Ведать и видеть
Вы всё шутите, а ни жизнью, ни искусством шутить нельзя. То и другое строго: оттого немного на свете и людей и художников.
И. Гончаров. «Обрыв»
Разговор о живописи и мастерстве художника можно начать словами Гегеля: «Предметы пленяют нас не потому, что они так естественны, а потому, что они так естественно сделаны». В них исчерпывающий ответ для желающих понять, в чём отличие инсталляции – яблоко на столе – от живописи, изображающей яблоко на столе.
Дети стремятся подражать природе и художникам-реалистам, это заложено в них изначально, таково свойство человека. Об этом писал Аристотель в «Поэтике»: «подражать присуще людям с детства: люди тем и отличаются от остальных существ, что склоннее всех к подражанию, и даже первые познания приобретают путём подражания, и результаты подражания всем доставляют удовольствие».
Подражанием начинают путь познания. Мерило таланта – результат. Это противоречит распространённому мнению, что в искусстве главное − процесс.
Если помнить об этом, то, как тогда относиться к распространённому мнению о необходимости во что бы то ни стало сохранить детскую непосредственность, изучая рисунок, живопись, композицию?
– Берите, дети, кисти, краски – и творите! Зачем вас учить, только портить! Прислушайтесь к себе, в вас уже всё есть, вы – целый мир, раскрывайте его!
Детям внушают, что эстетические ориентиры устарели, их вообще не должно быть у свободного человека в стремительно меняющемся свободном мире. Как же тогда оценивать детские произведения? А никак! Они изначально прекрасны, истина всё также глаголет устами ребёнка, убеждают доброхоты-учителя. Им охотно внимают родители, это воспринимают как одобрение и подхватывают молодые «современные» художники, которым некогда учиться. На фоне их хора еле слышится глухой голос Гегеля: «Критика требует критерия». Философ говорит, что греческий Аполлон – это не просто солнечный бог, но и бог знания. Выступая против Аполлона, против Академии, «современное искусство» выступает против знания.

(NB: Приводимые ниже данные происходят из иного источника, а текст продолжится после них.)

PR #1244, opened 2024-01-30
fix: add class-name for push-analytics

HendrikThePendric:
Upgrade d2-analysis and add a class-name directly in the app to allow push-analytics to find the right elements with use text selectors


HendrikThePendric:
Due to a release issue, I ended up resetting the master branch to a commit prior to this and redid these changes. See https://github.com/dhis2/event-reports-app/pull/1245#issue-2107382367  for details.

PR #1798, opened 2017-03-21
DDF-2893 Refactor response filter to support cache-control

brendan-hofmann:
#### What does this PR do?
Adds cache-control to the response filter to fix browser caching.
@mcalcote 
@AzGoalie 
@andrewkfiedler
@pklinef
Install with `?dev=true` so the cert hostname matches your machine. Trust the new demo-CA in your browser. In the admin ui, verify that the platform-response module has the new cache-control configuration. Go to various pages such as admin or the catalog ui and verify that resources are shown as `cached` or `loaded from disk` instead of being fetched each time. You can check this using the network tab of the browser developer tools. Test this in Chrome and Firefox. Note that Firefox has an unrelated bug with url fragments, so it may not cache unless the url navigated to does not have a blank fragment in it.
[DDF-2893](https://codice.atlassian.net/browse/DDF-2893)
image
#### Checklist:
- [ ] Documentation Updated
- [ ] Change Log Updated
- [ ] Update / Add Unit Tests


platform/platform-filter-response/src/main/resources/OSGI-INF/metatype/metatype.xml
```diff
@@ -25,6 +25,9 @@
         <AD description="The HTTP X-XSS-Protection response header is a feature that stops pages from loading when they detect reflected cross-site scripting (XSS) attacks."
             name="X-XSS-Protection" id="xXssProtection" required="true" type="String"
             default="1; mode=block"/>
+        <AD description="The Cache-Control header specifies the behavior for browsers and proxies to cache web resources."
+            name="Cache-Control" id="cacheControl" required="true" type="String"
+            default="Cache-Control: \"public, max-age=604800, immutable\""/>
```
brendan-hofmann: Should `public` be the default, or should `private`? Does this need to be in the hardening guide?

platform/platform-filter-response/pom.xml
```diff
@@ -60,7 +60,7 @@
                                     <element>BUNDLE</element>
                                     <limits>
                                         <limit>
-                                            <!--The ResponseSecurityFilter consists of several setters and a doFilter method that sets several strings and performs no logic-->
+                                            <!--ResponseFilterlter consists of several setters and a doFilter method that sets several strings and performs no logic-->
```
codymacdonald: ResponseFilterlter looks like a misspelling.

platform/platform-filter-response/src/main/java/org/codice/ddf/platform/response/filter/ResponseFilter.java
```diff
@@ -29,29 +29,36 @@
...
+
     public static final String DEFAULT_XSS_PROTECTION_VALUE = "1; mode=block";
 
     public static final String DEFAULT_X_FRAME_OPTIONS_VALUE = "SAMEORIGIN";
 
     public static final String DEFAULT_CONTENT_SECURITY_POLICY =
             "default-src 'none'; connect-src 'self'; script-src 'self'; style-src 'self'; img-src 'self'";
 
+    public static final String DEFAULT_CACHE_CONTROL_VALUE =
+            "Cache-Control: \"public, max-age=604800, immutable\"";
```
codymacdonald: How did you decide on the value for max-age?

platform/platform-filter-response/src/main/resources/OSGI-INF/metatype/metatype.xml
codymacdonald: I'm going to guess "private". @stustison 

_public
Indicates that the response MAY be cached by any cache, even if it would normally be non-cacheable or cacheable only within a non- shared cache. (See also Authorization, section 14.8, for additional details.)
private
Indicates that all or part of the response message is intended for a single user and MUST NOT be cached by a shared cache. This allows an origin server to state that the specified parts of the
response are intended for only one user and are not a valid response for requests by other users. A private (non-shared) cache MAY cache the response._

stustison: Yeah the default should be private. We aim for more secure out of the box, generally.

platform/platform-filter-response/src/main/java/org/codice/ddf/platform/response/filter/ResponseFilter.java
brendan-hofmann: Arbitrarily chose one week as a reasonable default. 604800 is one week in seconds.

rzwiefel: That would be a great comment to add in right here 😄

brendan-hofmann:
@rzwiefel It is. I would argue that the caching is working as intended though. If there is an expectation that that endpoint be 'fresh', there are a few different ways to work around that.

brendan-hofmann:
@mcalcote good catch on the docs.

rzwiefel:
@brendan-hofmann But doesn't that mean you could theoretically be caching data of _varying confidentialities_ on a users local system.

brendan-hofmann:
Yes, but nothing that should exceed the permissions of the user or the machine they are using, if everything is configured correctly. I'm not sure I am following your concern correctly, maybe we should sync up today.

platform/platform-filter-response/src/main/resources/OSGI-INF/metatype/metatype.xml
```diff
@@ -25,10 +26,13 @@
         <AD description="The HTTP X-XSS-Protection response header is a feature that stops pages from loading when they detect reflected cross-site scripting (XSS) attacks."
             name="X-XSS-Protection" id="xXssProtection" required="true" type="String"
             default="1; mode=block"/>
+        <AD description="The Cache-Control header specifies the behavior for browsers and proxies to cache web resources."
+            name="Cache-Control" id="cacheControl" required="true" type="String"
+            default="private, max-age=604800, immutable"/>
```
brendan-hofmann: The admin UI does not correctly render this default. It drops everything after the first comma. I think there might be another bugfix that needs to be made or get backported along with this one.

pklinef:
I kind of wish we had a way to control when to inject headers based on context path kind of like the web context policy.  I could see wanting to disable caching for some context paths or specific resources.

platform/platform-filter-response/src/main/resources/OSGI-INF/metatype/metatype.xml
```diff
@@ -25,10 +26,13 @@
         <AD description="The HTTP X-XSS-Protection response header is a feature that stops pages from loading when they detect reflected cross-site scripting (XSS) attacks."
             name="X-XSS-Protection" id="xXssProtection" required="true" type="String"
             default="1; mode=block"/>
+        <AD description="The Cache-Control header specifies the behavior for browsers and proxies to cache web resources."
```
pklinef: I thought this configuration would be more generic where it would be a list of `header=value` that should be injected into all responses.

brendan-hofmann: I debated that (and can still make that change if necessary). It is a bit weird because this is not the only filter that adds header values. Would we collapse everything into one list configuration? Only some things? Just this plugin? I'm also not aware of any compelling reasons for being able to add arbitrary header values, but could easily be persuaded otherwise. It just doesn't seem like the kind of thing an admin should be doing, or if they really want to add arbitrary header values, they're probably capable of writing and deploying their own filter.

platform/platform-filter-response/src/main/java/org/codice/ddf/platform/response/filter/ResponseFilter.java
andrewkfiedler: Anyway we can make it so the cache is automatically invalidated for different versions?

emanns95:
Manually verified the changes work as specified :+1:

platform/platform-filter-response/src/main/java/org/codice/ddf/platform/response/filter/ResponseFilter.java
brendan-hofmann: You mean different versions of DDF? I can't think of an easy way, though I'm open to suggestions. However, the different versions would have to be at the same location from the browser's perspective. I think that is unlikely to be a pain point outside of a dev environment, where we are used to clearing our cache anyways.

LinkMJB:
build now

PR #1802, opened 2017-03-22
DDF-2825 [2.10.x] Contributes Configurator service and transactional implementation

coyotesqrl:
#### What does this PR do?
This pulls the Configurator service from the [admin-beta-console Connexta repository](https://github.com/connexta/admin-console-beta).

History on the service prior to this contribution can be found from this location: https://github.com/connexta/admin-console-beta/tree/f910923b5ff2b326cfb5654fb954c8ac851d9068/configurator

@stustison @paouelle 

@lessarderic
@pklinef

This is a new service with no callers in DDF. To properly test, a caller can be written to utilize the Configurator to update/create services, properties files, etc.

This functionality begins the process of extracting configuration away from low-level constructs to support simplified administration and node setup.

[DDF-2825](https://codice.atlassian.net/browse/DDF-2825)

#### Checklist:
- [ ] Documentation Updated
- [ ] Change Log Updated
- [X] Update / Add Unit Tests

### DIFF
--- a/platform/configurator/configurator-api/pom.xml
+++ b/platform/configurator/configurator-api/pom.xml
@@ -1,0 +1,81 @@
+<?xml version="1.0" encoding="UTF-8"?>
+<!--
+/**
+ * Copyright (c) Codice Foundation
+ *
+ * This is free software: you can redistribute it and/or modify it under the terms of the GNU Lesser General Public License as published by the Free Software Foundation, either
+ * version 3 of the License, or any later version.
+ *
+ * This program is distributed in the hope that it will be useful, but WITHOUT ANY WARRANTY; without even the implied warranty of MERCHANTABILITY or FITNESS FOR A PARTICULAR PURPOSE.
+ * See the GNU Lesser General Public License for more details. A copy of the GNU Lesser General Public License is distributed along with this program and can be found at
+ * <http://www.gnu.org/licenses/lgpl.html>.
+ *
+ **/
+-->
+<project xmlns="http://maven.apache.org/POM/4.0.0"
+         xmlns:xsi="http://www.w3.org/2001/XMLSchema-instance"
+         xsi:schemaLocation="http://maven.apache.org/POM/4.0.0 http://maven.apache.org/xsd/maven-4.0.0.xsd">
+    <modelVersion>4.0.0</modelVersion>
+
+    <parent>
+        <groupId>ddf.platform</groupId>
+        <artifactId>configurator</artifactId>
+        <version>2.10.2-SNAPSHOT</version>
+    </parent>
+
+    <name>DDF :: Configurator :: API</name>
+    <artifactId>configurator-api</artifactId>
+    <packaging>bundle</packaging>
+
+    <build>
+        <plugins>
+            <plugin>
+                <groupId>org.apache.felix</groupId>
+                <artifactId>maven-bundle-plugin</artifactId>
+                <extensions>true</extensions>
+                <configuration>
+                    <instructions>
+                        <Bundle-SymbolicName>${project.artifactId}</Bundle-SymbolicName>
+                    </instructions>
+                </configuration>
+            </plugin>
+            <plugin>
+                <groupId>org.jacoco</groupId>
+                <artifactId>jacoco-maven-plugin</artifactId>
+                <executions>
+                    <execution>
+                        <id>default-check</id>
+                        <goals>
+                            <goal>check</goal>
+                        </goals>
+                        <configuration>
+                            <haltOnFailure>true</haltOnFailure>
+                            <rules>
+                                <rule>
+                                    <element>BUNDLE</element>
+                                    <limits>
+                                        <limit>
+                                            <counter>INSTRUCTION</counter>
+                                            <value>COVEREDRATIO</value>
+                                            <minimum>0.00</minimum>
+                                        </limit>
+                                        <limit>
+                                            <counter>BRANCH</counter>
+                                            <value>COVEREDRATIO</value>
+                                            <minimum>0.00</minimum>
+                                        </limit>
+                                        <limit>
+                                            <counter>COMPLEXITY</counter>
+                                            <value>COVEREDRATIO</value>
+                                            <minimum>0.00</minimum>
+                                        </limit>
+                                    </limits>
+                                </rule>
+                            </rules>
+                        </configuration>
+                    </execution>
+                </executions>
+            </plugin>
+        </plugins>
+    </build>
+</project>
--- a/platform/configurator/configurator-api/src/main/java/org/codice/ddf/admin/configurator/Configurator.java
+++ b/platform/configurator/configurator-api/src/main/java/org/codice/ddf/admin/configurator/Configurator.java
@@ -1,0 +1,195 @@
+/**
+ * Copyright (c) Codice Foundation
+ * <p>
+ * This is free software: you can redistribute it and/or modify it under the terms of the GNU Lesser
+ * General Public License as published by the Free Software Foundation, either version 3 of the
+ * License, or any later version.
+ * <p>
+ * This program is distributed in the hope that it will be useful, but WITHOUT ANY WARRANTY; without
+ * even the implied warranty of MERCHANTABILITY or FITNESS FOR A PARTICULAR PURPOSE. See the GNU
+ * Lesser General Public License for more details. A copy of the GNU Lesser General Public License
+ * is distributed along with this program and can be found at
+ * <http://www.gnu.org/licenses/lgpl.html>.
+ **/
+package org.codice.ddf.admin.configurator;
+
+import java.nio.file.Path;
+import java.util.Map;
+
+/**
+ * <b> This code is experimental. While this class is functional and tested, it may change or be
+ * removed in a future version of the library. </b>
+ */
+public interface Configurator {
+    /**
+     * Sequentially invokes all the {@link Operation}s, committing their changes. If a failure
+     * occurs during the processing, a rollback is attempted of those handlers that had already been
+     * committed.
+     * <p>
+     * In the case of a successful commit, changes should be logged.
+     *
+     * @param auditMessage In the case of a successful commit, the message to pass to a
+     *                     {@code SecurityLogger}
+     * @param auditParams  In the case of a successful commit, the optional parameters to pass to a
+     *                     {@code SecurityLogger} to be interpolated into the message
+     * @return report of the commit status, whether successful, successfully rolled back, or partially
+     * rolled back with errors
+     */
+    OperationReport commit(String auditMessage, String... auditParams);
+
+    /**
+     * Sequentially invokes all the {@link Operation}s, committing their changes. If a failure
+     * occurs during the processing, a rollback is attempted of those handlers that had already been
+     * committed.
+     *
+     * @return report of the commit status, whether successful, successfully rolled back, or partially
+     * rolled back with errors
+     */
+    OperationReport commit();
+
+    /**
+     * Starts the bundle with the given name.
+     *
+     * @param bundleSymName the symbolic name of the bundle
+     * @return a lookup key that can be used to correlate this operation in the
+     * final {@link OperationReport}
+     */
+    String startBundle(String bundleSymName);
+
+    /**
+     * Stops the bundle with the given name.
+     *
+     * @param bundleSymName the symbolic name of the bundle
+     * @return a lookup key that can be used to correlate this operation in the
+     * final {@link OperationReport}
+     */
+    String stopBundle(String bundleSymName);
+
+    /**
+     * Determines if the bundle with the given name is started.
+     *
+     * @param bundleSymName the symbolic name of the bundle
+     * @return true if started; else, false
+     */
+    boolean isBundleStarted(String bundleSymName);
+
+    /**
+     * Installs and starts the feature with the given name.
+     *
+     * @param featureName the name of the feature
+     * @return a lookup key that can be used to correlate this operation in the
+     * final {@link OperationReport}
+     */
+    String startFeature(String featureName);
+
+    /**
+     * Stops the feature with the given name.
+     *
+     * @param featureName the name of the feature
+     * @return a lookup key that can be used to correlate this operation in the
+     * final {@link OperationReport}
+     */
+    String stopFeature(String featureName);
+
+    /**
+     * Determines if the feature with the given name is started.
+     *
+     * @param featureName the name of the feature
+     * @return true if started; else, false
+     */
+    boolean isFeatureStarted(String featureName);
+
+    /**
+     * Creates a property file in the system with the given set of new key:value pairs.
+     *
+     * @param propFile   the property file to create
+     * @param properties the set of key:value pairs to save to the property file
+     * @return a lookup key that can be used to correlate this operation in the
+     * final {@link OperationReport}
+     */
+    String createPropertyFile(Path propFile, Map<String, String> properties);
+
+    /**
+     * Deletes a property file in the system.
+     *
+     * @param propFile the property file to delete
+     * @return a lookup key that can be used to correlate this operation in the
+     * final {@link OperationReport}
+     */
+    String deletePropertyFile(Path propFile);
+
+    /**
+     * Updates a property file in the system with the given set of new key:value pairs.
+     *
+     * @param propFile    the property file to update
+     * @param properties  the set of key:value pairs to save to the property file
+     * @param keepIgnored if true, then any keys already in the property file will retain their
+     *                    initial values if they are excluded from the {@code properties} param; if
+     *                    false, then the only properties that will be in the updated file are those
+     *                    provided by the {@code properties} param
+     * @return a lookup key that can be used to correlate this operation in the
+     * final {@link OperationReport}
+     */
+    String updatePropertyFile(Path propFile, Map<String, String> properties, boolean keepIgnored);
+
+    /**
+     * Gets the current key:value pairs set in the given property file.
+     *
+     * @param propFile the property file to query
+     * @return the current set of key:value pairs
+     */
+    Map<String, String> getProperties(Path propFile);
+
+    /**
+     * Updates a bundle configuration file in the system with the given set of new key:value pairs.
+     *
+     * @param configPid   the configId of the bundle configuration file to update
+     * @param configs     the set of key:value pairs to save in the configuration
+     * @param keepIgnored if true, then any keys already in the config file will retain their
+     *                    initial values if they are excluded from the {@code properties} param; if
+     *                    false, then the only config entires that will be in the updated file are those
+     *                    provided by the {@code properties} param
+     * @return a lookup key that can be used to correlate this operation in the
+     * final {@link OperationReport}
+     */
+    String updateConfigFile(String configPid, Map<String, Object> configs, boolean keepIgnored);
+
+    /**
+     * Gets the current key:value pairs set in the given configuration file.
+     *
+     * @param configPid the configId of the bundle configuration file to query
+     * @return the current set of key:value pairs
+     */
+    Map<String, Object> getConfig(String configPid);
+
+    /**
+     * Creates a new managed service for the given factory.
+     *
+     * @param factoryPid the factoryPid of the service to create
+     * @param configs    the set of key:value pairs to save in the new managed service's configuration
+     * @return a lookup key that can be used to correlate this operation in the
+     * final {@link OperationReport}
+     */
+    String createManagedService(String factoryPid, Map<String, Object> configs);
+
+    /**
+     * Deletes a managed service.
+     *
+     * @param configPid the configPid of the instance of the service to delete
+     * @return a lookup key that can be used to correlate this operation in the
+     * final {@link OperationReport}
+     */
+    String deleteManagedService(String configPid);
+
+    Map<String, Map<String, Object>> getManagedServiceConfigs(String factoryPid);
+
+    /**
+     * Retrieves the service reference. The reference should only be used for reading purposes,
+     * any changes should be done through a commit
+     *
+     * @param serviceClass - Class of service to retrieve
+     * @return first found service reference of serviceClass
+     * @throws ConfiguratorException if any errors occur
+     */
+    <S> S getServiceReference(Class<S> serviceClass) throws ConfiguratorException;
+}
--- a/platform/configurator/configurator-api/src/main/java/org/codice/ddf/admin/configurator/Operation.java
+++ b/platform/configurator/configurator-api/src/main/java/org/codice/ddf/admin/configurator/Operation.java
@@ -1,0 +1,26 @@
+/**
+ * Copyright (c) Codice Foundation
+ * <p>
+ * This is free software: you can redistribute it and/or modify it under the terms of the GNU Lesser
+ * General Public License as published by the Free Software Foundation, either version 3 of the
+ * License, or any later version.
+ * <p>
+ * This program is distributed in the hope that it will be useful, but WITHOUT ANY WARRANTY; without
+ * even the implied warranty of MERCHANTABILITY or FITNESS FOR A PARTICULAR PURPOSE. See the GNU
+ * Lesser General Public License for more details. A copy of the GNU Lesser General Public License
+ * is distributed along with this program and can be found at
+ * <http://www.gnu.org/licenses/lgpl.html>.
+ **/
+package org.codice.ddf.admin.configurator;
+
+/**
+ * <b> This code is experimental. While this interface is functional and tested, it may change or be
+ * removed in a future version of the library. </b>
+ */
+public interface Operation<T, S> {
+    T commit() throws ConfiguratorException;
+
+    T rollback() throws ConfiguratorException;
+
+    S readState() throws ConfiguratorException;
+}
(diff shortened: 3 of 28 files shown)


platform/configurator/configurator-api/src/main/java/org/codice/ddf/admin/configurator/Operation.java
```diff
@@ -0,0 +1,26 @@
...
+ * is distributed along with this program and can be found at
+ * <http://www.gnu.org/licenses/lgpl.html>.
+ **/
+package org.codice.ddf.admin.configurator;
+
+/**
+ * <b> This code is experimental. While this interface is functional and tested, it may change or be
+ * removed in a future version of the library. </b>
+ */
+public interface Operation<T, S> {
```
rzwiefel: Assuming you know about the other `Operation` interface.
Also is this not more of a 'Transaction' than an 'Operation' given the interface methods?

platform/configurator/configurator-api/src/main/java/org/codice/ddf/admin/configurator/OperationReport.java
```diff
@@ -0,0 +1,32 @@
...
+package org.codice.ddf.admin.configurator;
+
+import java.util.List;
+
+/**
+ * <b> This code is experimental. While this class is functional and tested, it may change or be
+ * removed in a future version of the library. </b>
+ */
+public interface OperationReport {
+    boolean txactSucceeded();
```
rzwiefel: `txact`? Usually transaction is abbreviated as `tx`

platform/configurator/configurator-api/src/main/java/org/codice/ddf/admin/configurator/Result.java
```diff
@@ -0,0 +1,30 @@
...
+/**
+ * <b> This code is experimental. While this class is functional and tested, it may change or be
+ * removed in a future version of the library. </b>
+ */
+public interface Result {
+    boolean isTxactSucceeded();
+
+    Status getStatus();
+
+    Optional<Throwable> getBadOutcome();
```
rzwiefel: lol

platform/configurator/configurator-api/src/main/java/org/codice/ddf/admin/configurator/Status.java
```diff
@@ -0,0 +1,22 @@
...
+ * <http://www.gnu.org/licenses/lgpl.html>.
+ **/
+package org.codice.ddf.admin.configurator;
+
+/**
+ * <b> This code is experimental. While this class is functional and tested, it may change or be
+ * removed in a future version of the library. </b>
+ */
+public enum Status {
+    COMMIT_PASSED, COMMIT_FAILED, SKIPPED, ROLLBACK_PASSED, ROLLBACK_FAILED;
```
rzwiefel: Assuming there is no need for a state in which none of these has happened.

platform/configurator/configurator-api/src/main/java/org/codice/ddf/admin/configurator/OperationReport.java
rzwiefel: or just let the java flow through you and go full verbose -- `transactionSucceeded`

platform/configurator/configurator-api/src/main/java/org/codice/ddf/admin/configurator/Status.java
coyotesqrl: Correct. This is the complete set of possible states.

platform/configurator/configurator-api/src/main/java/org/codice/ddf/admin/configurator/OperationReport.java
coyotesqrl: `tx` is usually an abbreviation for "transmit" and its siblings (or for Texas). This is a fairly common abbreviation for `trans` `act`.

platform/configurator/configurator-api/src/main/java/org/codice/ddf/admin/configurator/Operation.java
coyotesqrl: It's not an uncommon noun for interface/class names. I'm not especially worried that it and this will be used in the same context so there should be no name collisions requiring disambiguation.

platform/configurator/configurator-impl/src/main/java/org/codice/ddf/admin/configurator/impl/PropertyOperation.java
```diff
@@ -0,0 +1,203 @@
...
+            boolean loadCurrentProps) {
+        this.configFile = configFile.toFile();
+        this.configs = new HashMap<>(configs);
+
+        currentProperties = new HashMap<>();
+        if (loadCurrentProps) {
+            Properties result;
+            try {
+                Properties props = new Properties();
+                try (FileInputStream in = new FileInputStream(configFile.toFile())) {
```
paouelle: Here is a question, typically for reading a file, I never liked using the try() approach as it will throw an exception if closing the file fails. This is crucial when writing to a file as you want to make sure it is available after but for reading ... not so much. Wouldn't dealing with the input stream manually using something like apache.io IOUtils.closeQuiet() (don't recall the exact name) which basically ignores the closing exception be more appropriate?

platform/configurator/configurator-impl/src/main/java/org/codice/ddf/admin/configurator/impl/PropertyOperation.java
```diff
@@ -0,0 +1,203 @@
...
+    @Override
+    public Void rollback() throws ConfiguratorException {
+        saveProperties(currentProperties);
+
+        return null;
+    }
+
+    @Override
+    public Map<String, String> readState() throws ConfiguratorException {
+        return currentProperties;
```
paouelle: Isn't it dangerous to return a reference to the internal maps? Do we account for outside change to it?

platform/configurator/configurator-api/pom.xml
```diff
@@ -0,0 +1,81 @@
...
+         xsi:schemaLocation="http://maven.apache.org/POM/4.0.0 http://maven.apache.org/xsd/maven-4.0.0.xsd">
+    <modelVersion>4.0.0</modelVersion>
+
+    <parent>
+        <groupId>ddf.platform</groupId>
+        <artifactId>configurator</artifactId>
+        <version>2.10.2-SNAPSHOT</version>
+    </parent>
+
+    <name>DDF :: Configurator :: API</name>
```
stustison: DDF :: Platform :: Configurator :: API

platform/configurator/configurator-api/pom.xml
```diff
@@ -0,0 +1,81 @@
...
+    <artifactId>configurator-api</artifactId>
```
stustison: platform-configurator-api

platform/configurator/configurator-api/src/main/java/org/codice/ddf/admin/configurator/OperationReport.java
stustison: Full words would make more sense to me here since all the other methods use full words. Should be consistent.

platform/configurator/configurator-api/src/main/java/org/codice/ddf/admin/configurator/Result.java
stustison: Hm... I'll second the "lol" and say that this seems kind of odd to me from an API standpoint. I'd expect something more like `getOutcome` and that `Outcome` could then have an `isGood` or `isBad` method on it. Just feels a little weird to me.

platform/configurator/configurator-impl/pom.xml
```diff
@@ -0,0 +1,115 @@
...
+        <dependency>
+            <groupId>ddf.admin.core</groupId>
+            <artifactId>admin-core-api</artifactId>
+            <version>${project.version}</version>
+            <scope>provided</scope>
+        </dependency>
+        <dependency>
+            <groupId>org.apache.karaf.bundle</groupId>
+            <artifactId>org.apache.karaf.bundle.core</artifactId>
+            <version>${karaf.version}</version>
```
coyotesqrl: We actually tend not to use dependency management quite as much in our poms because we've had the odd issue in the past. Our version properties are generally defined in the root pom and managed there so this will get us a consistent version.

platform/configurator/configurator-impl/pom.xml
```diff
@@ -0,0 +1,115 @@
...
+         xsi:schemaLocation="http://maven.apache.org/POM/4.0.0 http://maven.apache.org/xsd/maven-4.0.0.xsd">
+    <modelVersion>4.0.0</modelVersion>
+
+    <parent>
+        <groupId>ddf.platform</groupId>
+        <artifactId>configurator</artifactId>
+        <version>2.10.2-SNAPSHOT</version>
+    </parent>
+
+    <name>DDF :: Configurator :: Transactional Implementation</name>
```
stustison: Same comment here about the name and artifact id

platform/configurator/configurator-impl/src/main/java/org/codice/ddf/admin/configurator/impl/AdminOperation.java
```diff
@@ -0,0 +1,150 @@
...
+        this.pid = pid;
+        this.configs = new HashMap<>(configs);
+        this.keepIgnored = keepIgnored;
+        this.cfgAdmMbean = cfgAdmMbean;
+
+        try {
+            currentProperties = cfgAdmMbean.getProperties(pid);
+        } catch (IOException e) {
+            LOGGER.debug("Error getting current configuration for pid {}", pid, e);
+            throw new ConfiguratorException("Internal error");
```
stustison: @paouelle Generally, we throw a generic exception if it is one we expect to be returned to a client for security reasons. I'm not sure if this is the case here. We usually expect the generic messages to be returned (with the actuals logged) from wherever the actual endpoint is and then flow stack traces up from below that.

platform/configurator/configurator-impl/src/main/java/org/codice/ddf/admin/configurator/impl/BundleOperation.java
```diff
@@ -0,0 +1,129 @@
...
+
+    private final BundleContext bundleContext;
+
+    private final Bundle bundle;
+
+    private final boolean initActivationState;
+
+    private BundleOperation(String bundleSymName, boolean activate, BundleContext bundleContext) {
+        this.newState = activate;
+        this.bundleContext = bundleContext;
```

Кокетничанье с простотой, возвращение к «истокам» весьма распространено у слабоумных – считал врач, писатель и политик Макс Нордау, строгий натуралист и эволюционист. В начале ХХ века он спрогнозировал упрощение и снижение уровня европейской культуры, эротизацию массового сознания. Прогноз оказался точным? Зачем же так утрировать, ведь можно это положение вещей назвать раскрепощением, свободой выбора. Существуют же, в конце концов, или нет, права человека? Надо ими пользоваться, коль мы современные люди.
Соображениями о правах человека делился и несовременный Аристотель.
«Даже если для одного человека благом является то же самое, что для государства, более важным и более полным представляется всё-таки благо государства, достижение его и сохранение. Желанно (аgapēton), разумеется и благо одного человека, но прекраснее и божественней благо народа и государства».
Получается вопрос о несчастье одного как цены общего счастья, тот самый вопрос о «слезинке ребёнка», вставал задолго до Ивана Карамазова. В античности он был решён в пользу общего счастья – «прекраснее и божественней благо народа и государства». В современной России решили согласно Ивану Карамазову. Не с подачи ли этого героя, беседовавшего с чортом, принята Статья 2 Конституции РФ: «Человек, его права и свободы являются высшей ценностью. Признание, соблюдение и защита прав и свобод человека и гражданина – обязанность государства»? Идеология, заявляющая высшей ценностью права и свободы человека – это идеология либерализма, идеология упрощения и снижения уровня культуры.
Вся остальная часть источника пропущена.